California solar farm

California is leading the nation’s transition from fossil fuels and nukes to renewable fuels, mostly solar power. The Golden State’s aggressive investment in solar energy has created such a glut of daytime electricity that solar wholesale prices literally drops to zero and such a shortage during the night that real-time prices surge as high as $1,000 per megawatt hour. Regulators and utilities are learning how to cope with these problems through battery storage, grid modernization and energy conservation.

Hopefully, Virginia utilities and regulators are paying close attention as the Old Dominion defines its own approach to renewable energy. On the one hand, by going slowly, Virginia can learn from California’s mistakes and work-arounds. On the other, Virginia’s cautious approach to solar risks allowing other states crack the code first on how to generate reliable, lower-cost and green power, thus converting the price and quality of electricity from a competitive advantage to a disadvantage.

In 2016 the average cost of electricity in Virginia was 8.88 cents per kilowatt hour, according to the U.S. Energy Information Administration. In California, the cost was 14.88 cents per kilowatt hour, 40% higher.

California is spending billions of dollars in giant test project in which the entire state economy is the subject. The great challenge with solar, as oft alluded to in Bacon’s Rebellion, is coping with intermittent nature of generation. Last month, notes the Wall Street Journal, Sempra Energy flipped the switch on a bank of 400,000 lithium-ion batteries installed by Virginia-based AES Corp. The batteries will smooth out power flows in San Diego’s solar-intensive electric grid. Meanwhile, Tesla, Inc., is supplying batteries to a Los Angeles-area network tied together in a microgrid of 100 office buildings and industrial properties.

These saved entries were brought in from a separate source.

PR #10446, opened 2024-11-01
feat: update org feature flags backend

nickoferrall:
This PR shows all of the org feature flags in the organization settings. Org admins can view the feature flags and toggle them, updating the backend.

This PR includes migrating `noAISummary` feature flag to `useAI` on the `Organization` object. It does not include toggling the `useAI` boolean in the db. I'll add that in a subsequent PR.

Screenshot 2024-11-06 at 15 10 08

### To test

- [ ] Go to the Organization settings of an org where you're the org admin
- [ ] Toggle the feature flags


packages/server/postgres/migrations/2024-10-31T14:42:16.120Z_add-use-ai-to-orgs.ts
```diff
@@ -0,0 +1,59 @@
...
+    .where(
+      'id',
+      'in',
+      db
+        .selectFrom('FeatureFlagOwner')
+        .innerJoin('FeatureFlag', 'FeatureFlag.id', 'FeatureFlagOwner.featureFlagId')
+        .where('FeatureFlag.featureName', '=', 'noAISummary')
+        .select('FeatureFlagOwner.orgId')
+    )
+    .execute()
```
Dschoordsch, line 21: +1 Why do we have to do this? Shouldn't delete cascade for the 'FeatureFlagOwner' take care of this already?

packages/server/postgres/migrations/2024-10-31T14:42:16.120Z_add-use-ai-to-orgs.ts
```diff
@@ -0,0 +1,59 @@
...
+  await db
+    .deleteFrom('FeatureFlagOwner')
+    .where(
+      'featureFlagId',
+      'in',
+      db.selectFrom('FeatureFlag').select('id').where('featureName', '=', 'noAISummary')
+    )
+    .execute()
+
+  await db.deleteFrom('FeatureFlag').where('featureName', '=', 'noAISummary').execute()
```
Dschoordsch, line 32: +1 shouldn't this also delete cascade the 'FeatureFlagOwner' entries above?

nickoferrall: True! It does delete cascade so I can remove that FeatureFlagOwner deletion

nickoferrall:
Hey @mattkrick,  bumping this review request 🙏

packages/server/dataloader/customLoaderMakers.ts
```diff
@@ -955,3 +964,59 @@ export const publicTemplatesByType = (parent: RootDataLoader) => {
...
+
+export const allFeatureFlags = (parent: RootDataLoader) => {
+  return new DataLoader<'Organization' | 'Team' | 'User' | 'all', FeatureFlag[], string>(
+    async (scopes) => {
+      const pg = getKysely()
+      return await Promise.all(
+        scopes.map(async (scope) => {
+          let query = pg.selectFrom('FeatureFlag').selectAll().where('expiresAt', '>', new Date())
+          if (scope !== 'all') {
+            query = query.where('scope', '=', scope)
```
mattkrick, line 976: +1 you can use the `.$if` method to make this a const if you want, but end of the day it's all the same

packages/server/dataloader/customLoaderMakers.ts
```diff
@@ -955,3 +964,59 @@ export const publicTemplatesByType = (parent: RootDataLoader) => {
     }
   )
 }
+
+export const allFeatureFlags = (parent: RootDataLoader) => {
```
mattkrick, line 968: +1 if this will only be used by dataloaders you could make the PG query a little more efficient by doing it all in 1 go in the `allFeatureFlagsByOwner`, but probably not a big deal until we benchmark

packages/server/postgres/types/pg.d.ts
mattkrick, line 1: -1 this should not exist. isn't it in the gitignore?

packages/server/postgres/pg.d.ts
mattkrick, line 1: why is this here?

packages/server/graphql/public/types/ToggleFeatureFlagSuccess.ts
```diff
@@ -0,0 +1,18 @@
...
+  featureFlagId: string
+  enabled: boolean
+}
+
+const ToggleFeatureFlagSuccess: ToggleFeatureFlagSuccessResolvers = {
+  featureFlag: async ({featureFlagId, enabled}, _, {dataLoader}) => {
+    const flag = await dataLoader.get('featureFlags').loadNonNull(featureFlagId)
+    return {
+      ...flag,
+      enabled
```
mattkrick, line 13: +1 is this the only place where `enabled` is put onto the feature flag object? if so, it might make more sense to put `enabled` on its own field

packages/server/graphql/public/typeDefs/FeatureFlag.graphql
```diff
@@ -18,4 +23,9 @@ type FeatureFlag {
   The scope of the feature flag
   """
   scope: FeatureFlagScope!
+
+  """
+  Whether the flag is enabled for an owner or not
```
mattkrick, line 28: -1 `enabled` is a property of FeatureFlagOwner, so a type like `UpdateFeatureFlagSuccess` that returns a FeatureFlag won't have enabled as a field. This is technically OK since `enabled` is optional, but it's not very expressive because we're basically using the same `FeatureFlag` type for 2 different types of objects (a FeatureFlag, and a FeatureFlagWithOwner). i would keep `enabled` off this object or make a second object like `OwnedFeatureFlag` to express that they're different

packages/server/postgres/types/index.d.ts
```diff
@@ -80,6 +81,7 @@ export type TemplateScaleRef = ExtractTypeFromQueryBuilderSelect<typeof selectTe
 export type MeetingSettings = ExtractTypeFromQueryBuilderSelect<typeof selectMeetingSettings>
 export type PokerMeetingSettings = MeetingSettings & {meetingType: 'poker'}
 export type RetrospectiveMeetingSettings = MeetingSettings & {meetingType: 'retrospective'}
+export type FeatureFlag = Selectable<FeatureFlagPG> & {isEnabled: boolean}
```
mattkrick, line 84: -1 this is no longer true, right?

packages/server/postgres/types/pg.d.ts
mattkrick, line 1: this shouldn't be in version control, right?

packages/server/graphql/public/typeDefs/ToggleFeatureFlagSuccess.graphql
```diff
@@ -0,0 +1,6 @@
+type ToggleFeatureFlagSuccess {
+  """
+  The feature flag that was toggled
+  """
+  featureFlag: OwnedFeatureFlag!
```
mattkrick, line 5: curious, why create a new type vs. having `{enabled, featureFlag}`?

packages/server/postgres/types/pg.d.ts
nickoferrall: Removed!

packages/server/graphql/public/typeDefs/ToggleFeatureFlagSuccess.graphql
nickoferrall: I think we need it [here](https://github.com/ParabolInc/parabol/blob/93fa3cf3231c560b7b455ce4b6d68408711cc11a/packages/client/modules/userDashboard/components/OrgBilling/OrgFeatureFlags.tsx). 

In `ToggleFeatureFlagSuccess`, we could do what you're suggesting, but in `Organization`, I think we do have to return a new type? I went with your suggestion [here](https://github.com/ParabolInc/parabol/pull/10446#discussion_r1842984643).

mattkrick: ah! that makes sense. LGTM

mattkrick (approved):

Reports the Journal:

When [Edison International] needs more electricity on its system, the batteries would be able to deliver 360 megawatt hours of extra power to the buildings and the grid, enough to power 20,000 homes for a day, on short notice. At other times, the batteries would help firms hosting the arrays to cut their utility bills.

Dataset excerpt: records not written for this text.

PR #10457, opened 2024-11-06
feat: implement toggle ai features mutation

nickoferrall:
This PR enables org admins to toggle on or off AI features. 

Loom demo: https://www.loom.com/share/9294e9363fa94c098bed98d161229115

### To Test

Clearly, strategies exist for overcoming the variable and daylight-only production of solar panels. The big question is how much the batteries cost. And that tends to be a ticklish subject. As the WSJ noted regarding the Tesla/Edison International project in Los Angeles, “The companies declined to say how much the project would cost.”

Broadly speaking, battery storage has two different uses. One is fine-tuning the electric grid, a function that exploits the ability of batteries to respond instantaneously to micro-fluctuations in voltage and frequency. The other is storing electric power until it is needed at a different time. In this second use, batteries compete with natural-gas peaker plants, which are essentially jet turbines that sit idle until needed. Unlike conventional power plants that ramp up and down slowly, gas peakers and batteries can respond quickly to changes in demand.

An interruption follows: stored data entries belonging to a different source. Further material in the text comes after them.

PR #418, opened 2022-10-25
feat(tx): Add NFTokenID link to NFT transaction pages

shawnxie999:
### Type of Change

- [ ] Documentation Updates
- [ ] Release

### TypeScript/Hooks Update

## Before / After
Before
image
image
image

After
image
image
image


ckniffen:
Can you use `NFTokenLink` on the NFT tab for an account too?

src/containers/shared/components/NFTokenLink.tsx
```diff
@@ -0,0 +1,18 @@
+import React from 'react'
+import { Link } from 'react-router-dom'
+
+export interface NFTokenLinkProps {
+  link?: boolean
```
ckniffen, line 5: Where is this set to true?

ckniffen (approved):

src/containers/shared/components/NFTokenLink.tsx
ledhed2222: it looks like it's defaulted to true regardless. so where is it set to _false_ is the question? And why would be it be set to false?

also, this isn't a good name for an argument. `showLink` or `displayLink` would be better. Furthermore, the name of the component - `NFTokenLink` tells me that this is always a link. Why would I use this without a link?

ledhed2222 (changes requested):

src/containers/shared/components/NFTokenLink.tsx
shawnxie999: yeah fair, i was thinking of following the same convention used in `Account` component. but i dont think non-link will be used anywhere. I will remove it

ledhed2222 (approved):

Stored power from lithium-ion batteries can do the work of a natural-gas peaker plant at an average cost of between $284 and $581 a megawatt-hour, according to a December report by Lazard Ltd. In contrast, electricity from a new gas peaker plant costs between $155 and $227 a megawatt-hour, according to Lazard.

(By comparison, the average retail price of electricity in Virginia is about $89 per megawatt hour.)

Clearly, lithium-ion batteries are far too expensive at present to use on a large scale in Virginia as a peaking resource. But solar advocates hold out the hope that battery storage will decline in cost. Is that realistic?

The lithium-ion battery chemistry may be reaching the limits of its potential, reports Fortune magazine in an article published yesterday. “The biggest proof may be in the spate of explosions now plaguing smartphone makers from Samsung to Apple, in part thanks to li-ons’ tendency to grow dendrites, metal strands that can cause short circuits.”

John Goodenough, a co-inventor of the lithium-ion battery, claims to have developed a solid-state battery that replaces lithium with sodium, which, in theory, can hold three times more energy, charge quickly, and never explode. Commercialization of the technology is years away, however, warns Fortune. By way of comparison, Lithium ion batteries took a decade to move from the laboratory to the marketplace.

When it comes to reducing CO2 emissions, Californians seem willing to pay any price. That approach will not sell politically in Virginia. But California is more than a Land of Fruits and Nuts. It has some of the most brilliant scientists, engineers and technologists in the world. If green power can be made economically competitive with fossil fuels and nuclear, California will figure it out. We Virginians should not necessarily emulate its example, but we should be paying attention.